[Source data]
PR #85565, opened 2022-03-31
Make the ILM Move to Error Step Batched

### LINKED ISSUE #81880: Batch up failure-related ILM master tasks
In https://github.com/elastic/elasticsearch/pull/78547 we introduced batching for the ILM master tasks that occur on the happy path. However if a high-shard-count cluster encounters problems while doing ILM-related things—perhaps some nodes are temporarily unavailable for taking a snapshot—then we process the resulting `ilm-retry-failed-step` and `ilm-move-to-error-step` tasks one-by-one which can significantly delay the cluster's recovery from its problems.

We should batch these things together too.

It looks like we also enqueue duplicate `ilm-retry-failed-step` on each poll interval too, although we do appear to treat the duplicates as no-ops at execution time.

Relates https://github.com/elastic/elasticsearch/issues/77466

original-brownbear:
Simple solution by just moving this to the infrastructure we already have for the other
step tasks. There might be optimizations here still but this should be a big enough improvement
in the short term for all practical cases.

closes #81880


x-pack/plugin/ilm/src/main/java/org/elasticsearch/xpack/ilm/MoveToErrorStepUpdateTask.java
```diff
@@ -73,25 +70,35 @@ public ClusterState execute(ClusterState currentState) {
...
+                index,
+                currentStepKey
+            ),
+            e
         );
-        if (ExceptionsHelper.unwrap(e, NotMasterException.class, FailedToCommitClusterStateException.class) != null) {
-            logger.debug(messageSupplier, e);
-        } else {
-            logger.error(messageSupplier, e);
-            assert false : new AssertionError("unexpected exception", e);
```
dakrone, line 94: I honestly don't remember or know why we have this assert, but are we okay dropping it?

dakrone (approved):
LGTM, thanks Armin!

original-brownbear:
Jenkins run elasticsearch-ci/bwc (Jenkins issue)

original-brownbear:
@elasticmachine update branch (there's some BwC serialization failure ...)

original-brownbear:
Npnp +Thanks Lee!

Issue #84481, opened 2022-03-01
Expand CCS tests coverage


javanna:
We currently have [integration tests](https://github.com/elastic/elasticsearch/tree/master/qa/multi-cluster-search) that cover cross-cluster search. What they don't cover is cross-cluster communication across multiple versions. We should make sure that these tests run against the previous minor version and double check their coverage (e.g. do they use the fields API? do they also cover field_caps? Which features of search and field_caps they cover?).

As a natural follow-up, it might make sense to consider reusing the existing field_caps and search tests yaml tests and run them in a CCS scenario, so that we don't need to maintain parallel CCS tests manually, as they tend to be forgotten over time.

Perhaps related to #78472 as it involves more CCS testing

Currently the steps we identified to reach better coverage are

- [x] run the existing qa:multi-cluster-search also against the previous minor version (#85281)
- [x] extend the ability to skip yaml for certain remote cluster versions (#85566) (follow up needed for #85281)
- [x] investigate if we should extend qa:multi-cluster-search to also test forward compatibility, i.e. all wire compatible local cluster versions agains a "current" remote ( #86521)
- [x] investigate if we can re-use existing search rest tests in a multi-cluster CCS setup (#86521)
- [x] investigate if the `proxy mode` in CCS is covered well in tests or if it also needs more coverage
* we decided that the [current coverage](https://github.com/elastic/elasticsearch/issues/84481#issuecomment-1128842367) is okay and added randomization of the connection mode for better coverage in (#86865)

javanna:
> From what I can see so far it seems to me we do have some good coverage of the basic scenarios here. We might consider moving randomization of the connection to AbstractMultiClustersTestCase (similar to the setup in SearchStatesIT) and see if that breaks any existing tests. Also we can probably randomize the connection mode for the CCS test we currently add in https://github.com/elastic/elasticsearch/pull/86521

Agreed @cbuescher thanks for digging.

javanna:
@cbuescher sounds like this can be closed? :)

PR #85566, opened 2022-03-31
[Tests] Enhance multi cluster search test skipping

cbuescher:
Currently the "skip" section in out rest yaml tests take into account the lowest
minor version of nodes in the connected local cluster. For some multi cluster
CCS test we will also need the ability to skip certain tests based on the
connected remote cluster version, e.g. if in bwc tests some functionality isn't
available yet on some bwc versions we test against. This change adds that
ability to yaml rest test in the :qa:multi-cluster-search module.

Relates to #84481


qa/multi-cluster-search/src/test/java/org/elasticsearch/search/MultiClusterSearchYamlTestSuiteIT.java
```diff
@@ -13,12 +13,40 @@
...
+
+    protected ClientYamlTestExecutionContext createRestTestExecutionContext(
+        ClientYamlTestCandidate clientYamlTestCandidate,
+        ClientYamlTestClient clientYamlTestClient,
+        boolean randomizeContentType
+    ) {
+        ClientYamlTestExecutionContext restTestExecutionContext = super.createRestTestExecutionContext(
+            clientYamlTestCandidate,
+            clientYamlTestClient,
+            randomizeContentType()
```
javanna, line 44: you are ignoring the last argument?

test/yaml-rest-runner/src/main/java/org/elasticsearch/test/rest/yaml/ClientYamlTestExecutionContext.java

...

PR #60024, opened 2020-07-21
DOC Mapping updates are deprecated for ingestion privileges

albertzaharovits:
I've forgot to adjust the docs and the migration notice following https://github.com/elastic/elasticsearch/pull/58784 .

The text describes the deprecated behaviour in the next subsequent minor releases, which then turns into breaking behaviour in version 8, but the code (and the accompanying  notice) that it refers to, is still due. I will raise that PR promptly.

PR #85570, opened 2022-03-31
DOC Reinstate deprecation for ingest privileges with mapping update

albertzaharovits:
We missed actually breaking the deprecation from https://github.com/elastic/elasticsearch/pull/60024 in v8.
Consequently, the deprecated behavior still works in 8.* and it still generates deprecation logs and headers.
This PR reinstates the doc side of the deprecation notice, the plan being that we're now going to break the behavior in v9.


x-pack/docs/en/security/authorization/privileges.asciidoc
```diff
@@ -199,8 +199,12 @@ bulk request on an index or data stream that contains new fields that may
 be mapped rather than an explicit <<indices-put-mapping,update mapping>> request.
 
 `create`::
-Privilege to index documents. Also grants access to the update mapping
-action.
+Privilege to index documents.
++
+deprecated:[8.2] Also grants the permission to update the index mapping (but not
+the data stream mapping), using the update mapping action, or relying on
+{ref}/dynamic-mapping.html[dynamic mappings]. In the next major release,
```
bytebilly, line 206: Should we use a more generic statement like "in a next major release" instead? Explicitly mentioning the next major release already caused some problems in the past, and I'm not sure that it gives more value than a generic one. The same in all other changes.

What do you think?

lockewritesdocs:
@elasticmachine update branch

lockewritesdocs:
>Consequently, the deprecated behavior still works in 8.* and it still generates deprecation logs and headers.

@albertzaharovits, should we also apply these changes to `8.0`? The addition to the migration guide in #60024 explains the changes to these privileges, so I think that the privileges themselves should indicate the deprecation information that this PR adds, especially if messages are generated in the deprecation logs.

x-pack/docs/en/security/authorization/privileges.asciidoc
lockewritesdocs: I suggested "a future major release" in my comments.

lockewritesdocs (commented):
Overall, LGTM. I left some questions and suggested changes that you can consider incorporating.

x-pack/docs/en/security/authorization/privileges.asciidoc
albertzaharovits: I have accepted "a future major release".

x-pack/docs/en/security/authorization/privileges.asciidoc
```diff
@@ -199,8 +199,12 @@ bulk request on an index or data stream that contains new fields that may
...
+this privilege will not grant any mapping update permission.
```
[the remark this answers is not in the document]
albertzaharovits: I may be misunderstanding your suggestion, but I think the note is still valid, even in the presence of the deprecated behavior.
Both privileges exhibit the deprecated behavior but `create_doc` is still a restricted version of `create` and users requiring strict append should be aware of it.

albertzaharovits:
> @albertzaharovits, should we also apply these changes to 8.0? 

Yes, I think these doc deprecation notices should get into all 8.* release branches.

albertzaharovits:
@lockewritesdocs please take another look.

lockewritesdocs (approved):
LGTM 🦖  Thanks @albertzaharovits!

==

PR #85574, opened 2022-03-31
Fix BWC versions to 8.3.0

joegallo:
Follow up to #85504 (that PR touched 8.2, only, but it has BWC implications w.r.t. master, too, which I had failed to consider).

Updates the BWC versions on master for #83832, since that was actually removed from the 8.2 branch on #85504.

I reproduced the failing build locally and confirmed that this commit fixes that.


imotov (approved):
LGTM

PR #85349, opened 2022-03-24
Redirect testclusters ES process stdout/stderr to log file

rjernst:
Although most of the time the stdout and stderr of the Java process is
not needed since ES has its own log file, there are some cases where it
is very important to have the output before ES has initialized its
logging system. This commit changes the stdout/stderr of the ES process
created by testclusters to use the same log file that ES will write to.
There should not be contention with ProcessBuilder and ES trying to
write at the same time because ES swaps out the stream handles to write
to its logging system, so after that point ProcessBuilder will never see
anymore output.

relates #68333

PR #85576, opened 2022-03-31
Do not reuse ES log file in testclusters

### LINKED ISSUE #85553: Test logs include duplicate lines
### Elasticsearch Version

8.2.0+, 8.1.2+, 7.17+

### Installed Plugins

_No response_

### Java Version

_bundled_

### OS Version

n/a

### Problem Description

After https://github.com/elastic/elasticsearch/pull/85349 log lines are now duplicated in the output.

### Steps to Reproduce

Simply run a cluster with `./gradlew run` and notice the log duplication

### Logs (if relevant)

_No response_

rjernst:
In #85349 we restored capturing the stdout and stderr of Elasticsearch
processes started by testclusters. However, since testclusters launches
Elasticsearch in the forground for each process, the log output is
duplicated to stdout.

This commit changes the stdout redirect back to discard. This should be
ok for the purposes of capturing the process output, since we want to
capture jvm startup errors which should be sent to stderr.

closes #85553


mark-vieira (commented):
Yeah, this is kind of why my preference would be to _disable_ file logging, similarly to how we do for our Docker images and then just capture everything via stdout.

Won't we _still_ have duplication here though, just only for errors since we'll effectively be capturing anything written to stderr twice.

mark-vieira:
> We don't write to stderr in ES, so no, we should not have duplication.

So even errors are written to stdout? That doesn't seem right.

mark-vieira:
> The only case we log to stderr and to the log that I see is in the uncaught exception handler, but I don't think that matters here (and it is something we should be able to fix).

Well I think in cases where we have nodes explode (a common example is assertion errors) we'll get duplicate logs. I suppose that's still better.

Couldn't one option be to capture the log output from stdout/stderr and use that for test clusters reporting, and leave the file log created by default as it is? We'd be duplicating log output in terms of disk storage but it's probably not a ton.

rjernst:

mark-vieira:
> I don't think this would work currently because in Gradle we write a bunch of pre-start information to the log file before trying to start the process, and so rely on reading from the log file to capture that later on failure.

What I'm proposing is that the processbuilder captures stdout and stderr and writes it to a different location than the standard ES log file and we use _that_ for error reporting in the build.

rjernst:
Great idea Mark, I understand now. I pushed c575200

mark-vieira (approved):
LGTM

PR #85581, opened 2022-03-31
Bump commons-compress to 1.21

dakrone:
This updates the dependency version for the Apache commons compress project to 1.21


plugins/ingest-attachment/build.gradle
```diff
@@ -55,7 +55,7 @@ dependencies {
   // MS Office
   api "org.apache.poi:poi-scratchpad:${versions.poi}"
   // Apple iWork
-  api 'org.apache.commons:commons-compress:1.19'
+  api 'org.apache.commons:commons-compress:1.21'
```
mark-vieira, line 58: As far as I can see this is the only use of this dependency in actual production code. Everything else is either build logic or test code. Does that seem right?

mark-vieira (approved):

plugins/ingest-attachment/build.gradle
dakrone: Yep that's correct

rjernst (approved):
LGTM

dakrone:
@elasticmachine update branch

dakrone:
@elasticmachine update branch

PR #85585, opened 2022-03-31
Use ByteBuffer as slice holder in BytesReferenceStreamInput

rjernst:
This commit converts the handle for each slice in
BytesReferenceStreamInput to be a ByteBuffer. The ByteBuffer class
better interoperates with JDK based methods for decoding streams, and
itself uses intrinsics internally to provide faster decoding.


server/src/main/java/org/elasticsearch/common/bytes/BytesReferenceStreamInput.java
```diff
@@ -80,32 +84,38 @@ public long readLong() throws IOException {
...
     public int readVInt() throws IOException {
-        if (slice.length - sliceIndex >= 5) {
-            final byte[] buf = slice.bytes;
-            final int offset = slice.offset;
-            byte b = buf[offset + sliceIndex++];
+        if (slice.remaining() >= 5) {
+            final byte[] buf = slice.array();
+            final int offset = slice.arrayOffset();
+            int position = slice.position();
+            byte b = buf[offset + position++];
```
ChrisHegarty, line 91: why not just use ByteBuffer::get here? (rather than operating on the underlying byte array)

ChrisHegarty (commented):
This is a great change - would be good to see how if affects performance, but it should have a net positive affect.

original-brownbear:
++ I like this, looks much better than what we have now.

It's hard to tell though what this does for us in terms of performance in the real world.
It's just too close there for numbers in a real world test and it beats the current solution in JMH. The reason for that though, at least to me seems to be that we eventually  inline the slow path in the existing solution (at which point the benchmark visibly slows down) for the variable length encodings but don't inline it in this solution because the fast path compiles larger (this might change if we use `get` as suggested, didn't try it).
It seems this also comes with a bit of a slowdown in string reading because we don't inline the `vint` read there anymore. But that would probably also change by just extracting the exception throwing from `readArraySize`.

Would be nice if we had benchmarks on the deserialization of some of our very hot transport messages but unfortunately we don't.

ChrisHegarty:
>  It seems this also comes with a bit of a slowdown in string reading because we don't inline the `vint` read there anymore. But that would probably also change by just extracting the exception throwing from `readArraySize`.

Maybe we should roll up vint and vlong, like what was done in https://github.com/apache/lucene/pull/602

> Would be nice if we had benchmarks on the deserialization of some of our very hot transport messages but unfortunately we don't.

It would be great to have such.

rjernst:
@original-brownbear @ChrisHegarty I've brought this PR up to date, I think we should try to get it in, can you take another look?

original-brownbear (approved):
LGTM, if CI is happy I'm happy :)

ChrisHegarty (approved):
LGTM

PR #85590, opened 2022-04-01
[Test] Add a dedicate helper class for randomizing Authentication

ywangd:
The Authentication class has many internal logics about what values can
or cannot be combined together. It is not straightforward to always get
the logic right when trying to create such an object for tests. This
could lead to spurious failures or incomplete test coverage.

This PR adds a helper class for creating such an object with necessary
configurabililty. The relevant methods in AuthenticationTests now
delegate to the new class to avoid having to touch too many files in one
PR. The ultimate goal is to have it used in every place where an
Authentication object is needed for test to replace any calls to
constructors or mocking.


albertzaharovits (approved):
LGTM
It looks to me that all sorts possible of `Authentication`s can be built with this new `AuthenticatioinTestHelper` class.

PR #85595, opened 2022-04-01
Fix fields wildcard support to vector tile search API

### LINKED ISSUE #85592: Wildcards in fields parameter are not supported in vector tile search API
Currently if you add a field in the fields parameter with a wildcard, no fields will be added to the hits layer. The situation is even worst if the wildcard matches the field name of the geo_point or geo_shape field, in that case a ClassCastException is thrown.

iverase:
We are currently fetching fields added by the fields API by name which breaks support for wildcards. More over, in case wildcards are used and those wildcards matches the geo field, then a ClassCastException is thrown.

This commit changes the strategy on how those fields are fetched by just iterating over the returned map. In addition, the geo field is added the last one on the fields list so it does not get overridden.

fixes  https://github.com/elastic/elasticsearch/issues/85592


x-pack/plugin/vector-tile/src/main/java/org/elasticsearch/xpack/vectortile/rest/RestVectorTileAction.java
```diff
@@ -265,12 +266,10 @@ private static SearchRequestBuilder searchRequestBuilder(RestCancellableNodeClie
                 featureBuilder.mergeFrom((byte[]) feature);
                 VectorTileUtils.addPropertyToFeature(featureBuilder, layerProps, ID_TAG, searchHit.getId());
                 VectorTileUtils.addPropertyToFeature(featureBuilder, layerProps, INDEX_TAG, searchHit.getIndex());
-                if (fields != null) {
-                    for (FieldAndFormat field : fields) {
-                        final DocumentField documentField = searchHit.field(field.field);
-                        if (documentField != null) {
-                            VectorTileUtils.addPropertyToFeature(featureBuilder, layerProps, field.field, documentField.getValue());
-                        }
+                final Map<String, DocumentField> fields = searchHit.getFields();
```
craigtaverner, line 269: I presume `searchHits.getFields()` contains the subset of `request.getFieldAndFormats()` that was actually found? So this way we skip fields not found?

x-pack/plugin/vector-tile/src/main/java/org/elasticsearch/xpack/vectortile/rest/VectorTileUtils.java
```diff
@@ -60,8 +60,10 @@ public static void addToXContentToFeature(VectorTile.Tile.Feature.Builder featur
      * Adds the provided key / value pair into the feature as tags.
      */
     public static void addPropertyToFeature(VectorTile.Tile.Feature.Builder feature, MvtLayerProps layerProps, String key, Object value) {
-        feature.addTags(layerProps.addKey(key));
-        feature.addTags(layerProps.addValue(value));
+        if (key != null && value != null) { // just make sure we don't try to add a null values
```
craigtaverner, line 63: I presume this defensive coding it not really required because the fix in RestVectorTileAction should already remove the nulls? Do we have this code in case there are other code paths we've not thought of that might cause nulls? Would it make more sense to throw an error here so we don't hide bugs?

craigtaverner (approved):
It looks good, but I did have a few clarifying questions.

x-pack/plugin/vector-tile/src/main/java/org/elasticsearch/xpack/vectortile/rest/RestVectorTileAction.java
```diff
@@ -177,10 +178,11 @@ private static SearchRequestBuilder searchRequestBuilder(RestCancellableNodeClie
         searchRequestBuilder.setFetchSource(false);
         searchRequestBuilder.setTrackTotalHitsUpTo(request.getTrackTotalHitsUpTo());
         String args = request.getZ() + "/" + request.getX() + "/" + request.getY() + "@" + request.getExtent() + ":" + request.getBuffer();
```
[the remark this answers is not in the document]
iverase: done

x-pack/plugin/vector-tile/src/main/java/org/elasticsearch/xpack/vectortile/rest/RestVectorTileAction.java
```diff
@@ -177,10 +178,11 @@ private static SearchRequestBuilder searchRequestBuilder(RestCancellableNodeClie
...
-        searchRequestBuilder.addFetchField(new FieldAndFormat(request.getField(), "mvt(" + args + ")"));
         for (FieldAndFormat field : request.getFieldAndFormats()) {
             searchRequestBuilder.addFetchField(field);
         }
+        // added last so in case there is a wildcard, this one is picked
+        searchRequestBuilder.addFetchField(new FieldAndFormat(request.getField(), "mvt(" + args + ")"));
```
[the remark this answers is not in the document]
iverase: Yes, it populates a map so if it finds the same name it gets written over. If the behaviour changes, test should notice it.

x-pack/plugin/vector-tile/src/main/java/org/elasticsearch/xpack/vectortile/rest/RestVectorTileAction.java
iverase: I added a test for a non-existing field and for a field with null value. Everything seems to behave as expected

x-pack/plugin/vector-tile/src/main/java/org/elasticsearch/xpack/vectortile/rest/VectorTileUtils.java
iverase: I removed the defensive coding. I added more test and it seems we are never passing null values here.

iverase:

[WORK TASK]
The entries above hold a line with "PR #85565, opened 2022-03-31" and a later line with "### LINKED ISSUE #81880: Batch". Write out exactly those lines and all lines between, nothing more.

[RESULT]
PR #85565, opened 2022-03-31
Make the ILM Move to Error Step Batched

### LINKED ISSUE #81880: Batch up failure-related ILM master tasks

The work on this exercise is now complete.